PEPFAR support has saved 1 million babies from
being infected inadvertently by their HIV-positive
mothers.

Having HIV/AIDS in a developing country has evolved from being a death sentence 10 years ago to a chronic, nonfatal condition, thanks in large part to the U.S. President's Emergency Plan for AIDS Relief (PEPFAR). The plan is helping countries add more people to antiretroviral therapy regimens each year than the number becoming newly infected - a milestone reached now in 13 countries - thereby moving toward the eventual goal of treating everyone infected and eliminating spread of the virus.

PEPFAR was established a decade ago to tackle the burgeoning epidemic of HIV/AIDS around the world. It devoted an unprecedented amount of funds for a single disease and today directly supports more than 5.1 million people on antiretroviral drugs and funds HIV testing and counseling for many millions more - 46.5 million in 2012.

PEPFAR's accomplishments represent the best of the human spirit and the best of American leadership, noted U.S. Secretary of State John Kerry. "Because when we all looked lost, when this disease appeared to be unstoppable, history will show that humanity and individual humans rose to the challenge," he said. "Action was taken.
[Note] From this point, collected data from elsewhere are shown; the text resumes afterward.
PR #555, opened 2017-12-25
Move the Rust toolchain file to the top level.

jaccarmac:
rustup recognizes the tool even if it is in a parent directory and
away from Cargo.toml. Thus putting the toolchain file in the root
directory eliminates the need to manually manage the overridden
toolchain for Remacs.


shaleh:
You need to update .travis.yml

jaccarmac:
Indeed I do.

jaccarmac:
Hopefully that will sort things. Not totally sure on the nuance of the setup before, but I grepped the locations of `rust_src/rust-toolchain` so should be close.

Innovations were discovered. Hope was kindled, and generations were saved."

Kerry marked the anniversary in by announcing PEPFAR's HIV prevention strategies have saved 1 million babies from contracting HIV from their mothers. Giving antiretroviral drug treatment to HIV-positive pregnant women greatly reduces the risk they will pass on the virus to their babies, maintains the mother's health over her lifetime and greatly lowers the risk she might spread the virus to uninfected sexual partners.